Хотя дома, где происходит действие «Большого брата» Endemol, нельзя назвать стеклянными в строго архитектурном смысле этого слова, они, несомненно, напоминают эйзенштейновский «Стеклянный дом». Энтузиазм Эйзенштейна в отношении возможных ракурсов съемки в стеклянных декорациях вернулся к нам в форме рекламы, расписывающей на все лады количество камер, которые наблюдают за домами «Большого брата» и не оставляют участникам соревнования ни одного места, куда можно было бы спрятаться. Не стеклянные стены, а именно многочисленные камеры создают «виртуальную прозрачность», прототипом которой стали «пространства неусыпного наблюдения», например тюрьмы и торговые центры. Это сходство не ограничивается одинаковой технической инфраструктурой. Как отмечает Петер Вайбель, передачи вроде «Большого брата», предусматривающие принудительную изоляцию участников на ограниченном пространстве, превращают «тюрьму в развлечение» (Weibel 2002: 215).

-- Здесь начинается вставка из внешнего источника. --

PR #10327, opened 2023-01-07
Resolve CodeQL's inconsistent nullness checks

rubidium42:
## Motivation / Problem

CodeQL complaining about inconsistent nullness checks. For example `v->Next()` being checked for `nullptr` in some cases and not in other cases.
Reviewing the alerts did not bring any shocking bugs to light, except the potential to crash OpenTTD with a corrupt savegame.

With this #10299 will not show the red cross denoting a build failure anymore, but get a nice green checkmark because all the security alerts and errors have been resolved.

## Description

When loading data from a savegame, and it could conceivably be `nullptr` in the savegame but should not be, add a check and mark the savegame as corrupt.
For getting the main window, originally `FindWindowByID(WC_MAIN_WINDOW, 0)`, introduce `GetMainWindow()` that asserts that the `Window` actually exists, and use that throughout the code. Also check whether the current checks for `nullptr` on it were actually necessary; they do not seem to be.
The rest is mostly adding `assert(x != nullptr);` to "document" the check has been explicitly left out (for release builds).

## Limitations

None that I'm aware of.

## Checklist for review

### DIFF
--- a/src/newgrf_gui.cpp
+++ b/src/newgrf_gui.cpp
@@ -1464,6 +1464,9 @@ private:
 				this->avails.push_back(c);
 			} else {
 				const GRFConfig *best = FindGRFConfig(c->ident.grfid, HasBit(c->flags, GCF_INVALID) ? FGCM_NEWEST : FGCM_NEWEST_VALID);
+				/* Never triggers; FindGRFConfig returns either c, or a newer version of c. */
+				assert(best != nullptr);
+
 				/*
 				 * If the best version is 0, then all NewGRF with this GRF ID
 				 * have version 0, so for backward compatibility reasons we
--- a/src/window.cpp
+++ b/src/window.cpp
@@ -1179,6 +1179,18 @@ Window *FindWindowByClass(WindowClass cls)
 }
 
 /**
+ * Get the main window, i.e. FindWindowById(WC_MAIN_WINDOW, 0).
+ * If the main window is not available, this function will trigger an assert.
+ * @return Pointer to the main window.
+ */
+Window *GetMainWindow()
+{
+	Window *w = FindWindowById(WC_MAIN_WINDOW, 0);
+	assert(w != nullptr);
+	return w;
+}
+
+/**
  * Close a window by its class and window number (if it is open).
  * @param cls Window class
  * @param number Number of the window within the window class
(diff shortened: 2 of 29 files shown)


src/window.cpp
```diff
@@ -1178,6 +1178,17 @@ Window *FindWindowByClass(WindowClass cls)
 	return nullptr;
 }
 
+/**
+ * Get the main window, i.e. FindWindowById(WC_MAIN_WINDOW, 0).
+ * This function asserts the main window is available.
+ * @return Pointer to the main window.
+ */
+Window *GetMainWindow() {
```
LordAro:
```suggestion
Window *GetMainWindow()
{
```

LordAro (commented):
Feels like there are a lot of "redundant" asserts being added. Hope it doesn't affect debug builds too much...

src/window.cpp
```diff
@@ -1178,6 +1178,18 @@ Window *FindWindowByClass(WindowClass cls)
 	return nullptr;
 }
 
+/**
+ * Get the main window, i.e. FindWindowById(WC_MAIN_WINDOW, 0).
+ * This function asserts the main window is available.
```
TrueBrain: missing `if` I think?

Reading again, I get what you mean, but it reads difficult. How about:

`@note  This function asserts if the main window is not available.`

Or maybe:

`This function asserts that the main window is available`

I just don't know, something is odd, and I can't put my finger on it :P

src/newgrf_gui.cpp
```diff
@@ -1464,6 +1464,7 @@ struct NewGRFWindow : public Window, NewGRFScanCallback {
 				this->avails.push_back(c);
 			} else {
 				const GRFConfig *best = FindGRFConfig(c->ident.grfid, HasBit(c->flags, GCF_INVALID) ? FGCM_NEWEST : FGCM_NEWEST_VALID);
+				assert(best != nullptr); // At worst case the GRF of this loop iteration is found
```
TrueBrain: I fail to decipher what the comment means?

rubidium42: Is `Best will never be nullptr, as it will either find a newer NewGRF or it will find itself, i.e. best == c.` better?
Yeah, in hind sight it's not a really good comment. No idea why exactly anymore, although "itself" of the proposal is not really clear on its own as it's not super obvious whether that refers to `best` or `c`. That might be why it was mentioning the loop iteration, so it points to `c` but that didn't make it much clearer.

src/window.cpp
rubidium42: What about `@note If the main window is not available, this function will trigger an assert.`? Maybe without the `@note`?

I agree it's difficult to convey that it behaves slightly differently than just `FindWindowById(WC_MAIN_WINDOW, 0)`, but for a good reason: now you know it ain't `nullptr` and otherwise you don't.

TrueBrain: One could argue it should return `Window &`, and not have this comment at all :P I am fine with your suggestion, with or without `@note`.

src/newgrf_gui.cpp
TrueBrain: Ah, so, you mean to say: will never trigger. Maybe that is the valuable piece of information here. Suggestion:

`Never triggers; FindGRFConfig returns either c, or a newer version of c`

Or, as extension to your suggestion:

`Cannot trigger: best will never be nullptr, as it will either find a newer NewGRF or it will find itself, i.e. best == c`

But yeah, even without the "cannot trigger" this comment is a lot more clear to me :) Go for it!

TrueBrain (approved):

PR #8051, opened 2020-03-30
Fix: Don't rerandomise a script's settings when loading from a save

LordAro:
ScriptConfig stuff is all pretty hairy, but I'm pretty sure this is what's wanted. Besides, Samu's AfterFix AI is literally the only one on BaNaNaS that makes use of the random settings anyway.

Closes #7486

PR #7515, opened 2019-04-15
Fix: Really check for start_date once an AI company slot becomes available.

SamuXarick:
<Samu> basically, if there's no slots, it checks daily, using the interval 3601 - 3600
<Samu> and never reaches 0
<Samu> if it gets a start_date lower than that 3601-3600 interval, then the real countdown starts, using that start_date value. When it reaches 0, it tries to make ai company

PR #7486, opened 2019-04-08
Fix: AI/GS settings with the flag SCRIPTCONFIG_RANDOM could be altered after loading from a savegame.

SamuXarick:
Non-Random AI/GS configured in the main menu with their settings left at their defaults, could have their SCRIPTCONFIG_RANDOM flagged settings randomized when loading from a saved game.

This patch anchors them as unchangeable to prevent game load from randomizing them.

Issue #6460, opened 2016-05-06
Can't access Random AI Parameters in a game


DorpsGek:
**_Samu_ opened the ticket and wrote:**

> Steps:
> \- launch OpenTTD
> \- click AI/Game Script Settings
> \- Configure at least 1 Random AI...
> (screenshot 1) - when a Random AI is selected in the main menu, the Configure button is not disabled.
> \- start new game
> \- open Options > AI/Game script settings
> \- select the Random AI...
> bug: (screenshot 2) - when a Random AI is selected in a game, the Configure button is disabled.
> \- Click Select AI, chose Random AI again and click Accept.
> (screenshot 3) - when a AI slot changes its script to Random AI, the Configure button becomes enabled.
> 
> In my opinion, the indended behaviour would be to have the Configure button not disabled in all these cases.

**Attachments**
- [1 - in menu.png](https://bugs.openttd.org/task/6460/getfile/10514/1+-+in+menu.png) (95.88 KiB)
- [2 - in game, before changing Random AI.png](https://bugs.openttd.org/task/6460/getfile/10515/2+-+in+game%2C+before+changing+Random+AI.png) (100.84 KiB)
- [3 - in game, after changing Random AI to Random AI.png](https://bugs.openttd.org/task/6460/getfile/10516/3+-+in+game%2C+after+changing+Random+AI+to+Random+AI.png) (100.84 KiB)

**Reported version**: _1.6.0_
**Operating system**: _Windows_

---

DorpsGek:
**_Samu_ wrote:**

> I discovered something more.
> 
> \- follow the same steps up to screenshot 2
> \- save the game, load it back
> \- open Options > AI/Game script settings
> \- select the Random AI...
> ... it becomes exactly as in screenshot 3
> 
> 

---
###### _This comment was imported from FlySpray: https://bugs.openttd.org/task/6460#comment14179_

DorpsGek:
**_Samu_ wrote:**

> https://paste.openttdcoop.org/phsw73z9z
> 
> The problem is the missing start_date when starting a new game. This fixes it.

**Attachments**
- [add start_date parameter for Random AIs on new game v1 r27603.patch](https://bugs.openttd.org/task/6460/getfile/10562/add+start_date+parameter+for+Random+AIs+on+new+game+v1+r27603.patch) (0.53 KiB)

---
###### _This comment was imported from FlySpray: https://bugs.openttd.org/task/6460#comment14226_

PR #10330, opened 2023-01-07
Codechange: Rework 'start_date' parameter for AIs as a game setting

SamuXarick:
## Motivation / Problem
The point of the PR is to eliminate the need to control when "start_date" parameter is pushed into an AI config, then control when it's to be randomized or deviated, also to make it more predictable when loading from a savegame, what it initializes to, make the savegame thus more reproducible. By making it a game setting, it is removed from the AI config, no more need to babysit it.

See #7515, #7486, #8051, #6460

## Description
StartDelay

`start_date` is removed from the list of AI parameters, and is added as `ai_start_next` on the list of game settings and on AI settings where you setup which AIs to start.

## Limitations
Moves 'start_date' AI parameter away from scripts losing its "per-AI" customization, into a game setting. It is now a "one for all" approach for the feature.
Default value was set to that of Easy Preset.

## Checklist for review

### DIFF
--- a/src/ai/ai_core.cpp
+++ b/src/ai/ai_core.cpp
@@ -15,6 +15,7 @@
 #include "../network/network.h"
 #include "../window_func.h"
 #include "../framerate_type.h"
+#include "../script/api/script_object.hpp"
 #include "ai_scanner.hpp"
 #include "ai_instance.hpp"
 #include "ai_config.hpp"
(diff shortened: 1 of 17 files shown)


src/ai/ai_core.cpp
```diff
@@ -293,13 +294,17 @@
 
 /* static */ int AI::GetStartNextTime()
 {
-	/* Find the first company which doesn't exist yet */
-	for (CompanyID c = COMPANY_FIRST; c < MAX_COMPANIES; c++) {
-		if (!Company::IsValidID(c)) return AIConfig::GetConfig(c, AIConfig::SSS_FORCE_GAME)->GetSetting("start_date");
+	int start_next = _settings_game.ai.ai_start_next;
+	if (start_next > 0 && AI::START_NEXT_DEVIATION != 0) {
```
glx22: Useless !=0 check as `AI::START_NEXT_DEVIATION` is always 60

src/ai/ai_core.cpp
```diff
@@ -293,13 +294,17 @@
...
+		/* Add random deviation */
+		start_next += InteractiveRandomRange(AI::START_NEXT_DEVIATION * 2 + 1) - AI::START_NEXT_DEVIATION;
+
+		/* ai_start_delay = 0 is a special case, where random deviation does not occur.
+		 * If ai_start_delay was not already 0, then a minimum value of 1 must apply. */
+		start_next = Clamp(start_next, std::max((int)AI::START_NEXT_MIN, 1), AI::START_NEXT_MAX);
```
glx22: `AI::START_NEXT_MIN` is 0, so std::max will always return 1

src/openttd.cpp
```diff
@@ -386,9 +386,6 @@ void MakeNewgameSettingsLive()
 		_settings_game.ai_config[c] = nullptr;
 		if (_settings_newgame.ai_config[c] != nullptr) {
 			_settings_game.ai_config[c] = new AIConfig(_settings_newgame.ai_config[c]);
-			if (!AIConfig::GetConfig(c, AIConfig::SSS_FORCE_GAME)->HasScript()) {
-				AIConfig::GetConfig(c, AIConfig::SSS_FORCE_GAME)->Change(nullptr);
-			}
```
glx22, line 394: This change feels wrong

glx22 (commented):
I didn't check GUI stuff in details, but it feels more complicated than it needs to be (I can be wrong).

src/openttd.cpp
SamuXarick: This was the fix for #6460. The "start_date" parameter for random ais was at times not part of their configuration. This PR undoes that fix because "start_date" is no longer part of an AI configuration.

src/ai/ai_core.cpp
SamuXarick: I see, I was trying to be thorough. The equivalent code had those checks in place. As long as no one changes the defaults, I can remove the useless check.

src/ai/ai_core.cpp
SamuXarick: Same as above.

PR #10340, opened 2023-01-12
Feature: Set a custom number of industries in map generation window

### LINKED ISSUE #10339: [Bug]: Industry density settings are not granular enough
### Version of OpenTTD

12.0

### Expected result

2000*2000 map, alpine, terragenesis. No industry GRF's

If I set "no of industries" to "Minimal", I get precisely 1 of each. Ok, so that's definitely minimal, I'd prefer some more than that.
I set it to "Very Low", and the map is absolutely littered with industries!

image

That isn't what I'd call a "very low" number, even for a 2k map: There's almost 100 coal mines there!

Set it to "Low" and I get over a 1200 industries on the map!

Set it to "Normal" and now I'm looking at almost 900 combined coal mines and farms. Probably 2400 industries total! The "Normal" map looks like this:
image
image

"High" tried to generate 5120 industries. How do I know? Because it took so long to generate them all the dialog was up on the screen for several seconds! But the map itself only has about 3500 - doesn't look like it could fit the rest on!

====

"Very Low" on 256 * 256 gets me 1 of each industry only though.
"Very Low" on 1k * 1k gets quite a lot of industries (though proportionally far less than 2k).
"Very Low" on 4k * 4k gets you 2500 industries!

=====

To me at least, "Very Low" on the larger maps is what I expect "High" to look like.

### Actual result

As above

### Steps to reproduce

As above

2TallTyler:
## Motivation / Problem

As described in #10339, the existing industry density settings are not very granular, especially on larger maps.

## Description

Upstreams a JGRPP commit (b69521ea87800dc44d7e3a4a2632ea34a439e04e) which adds a custom industry number, like the existing custom town number.

Like with custom town number, the custom industry number is stored in `openttd.cfg` but is not added to the Settings menu.

Closes #10339.

## Limitations

- If the custom industry number is set below the number of required industries (those without the optional flag, where if they cannot be generated the player will see a warning message that an industry failed to generate), the game will still attempt to generate one of each of those industries. The resulting total will be higher than the player's choice. I see this as a feature, not a bug, but welcome other opinions. 🙂 
- The default setting for industry density is now Normal, where it had previously been `ID_END - 1` or High. I think this was a mistake so I've fixed it. (Default town density is Normal.)

## Checklist for review


src/table/settings/difficulty_settings.ini
```diff
@@ -92,6 +92,13 @@ strhelp  = STR_CONFIG_SETTING_INDUSTRY_DENSITY_HELPTEXT
 strval   = STR_FUNDING_ONLY
 cat      = SC_BASIC
 
+[SDT_VAR]
```
rubidium42: This is meant for what is stored in the PATS chunk according to the document, so this does not quite fit here. I would suggest world_settings.ini.
And I wonder whether it needs to be saved just like `custom_town_number` is, as there is a path from an industry GUI to the access of `customer_industry_number` (via `GenerateIndustries`, which is not called only from initial game generation)

2TallTyler: My reason for saving in the config file is that this allows a player to store the ideal industry number for their favorite map size, instead of having to remember it. And it's consistent with `custom_town_number`. I could be convinced otherwise. 🙂 

(I did move it to `world_settings.ini` though, good call on that.)

rubidium42: The whole reason I asked was because I noticed a savegame version in `world_settings.ini` for `customer_town_number`: https://github.com/OpenTTD/OpenTTD/blob/master/src/table/settings/world_settings.ini#L268
Having it saved in the savegame does not exclude it from being saved in the configuration file.
When trying the preview I noticed that the intro game just worked, so a minimum version is not needed anymore since the savegame chunk rewrite. Testing locally also showed that it is actually saved in the savegame already with this change and slightly older versions of OpenTTD are able to load those savegames. So a savegame bump is not needed (anymore).

rubidium42 (approved):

По крайней мере отчасти интерес к шоу Endemol связан с тем, что эта концепция заимствует знаменитый образ тоталитарного общества, созданный Джорджем Оруэллом. В его романе «1984», опубликованном в 1949 году, в период распространения коммерческого телевидения, сам телеприемник, что немаловажно, представляет собой не переносной ящик, как это было в реальности, а экран, встроенный в стену: «Голос шел из заделанной в правую стену продолговатой металлической пластины, похожей на мутное зеркало. <...> Аппарат этот (он назывался телекран) притушить было можно, полностью же выключить — нельзя» (Orwell 1984: 157).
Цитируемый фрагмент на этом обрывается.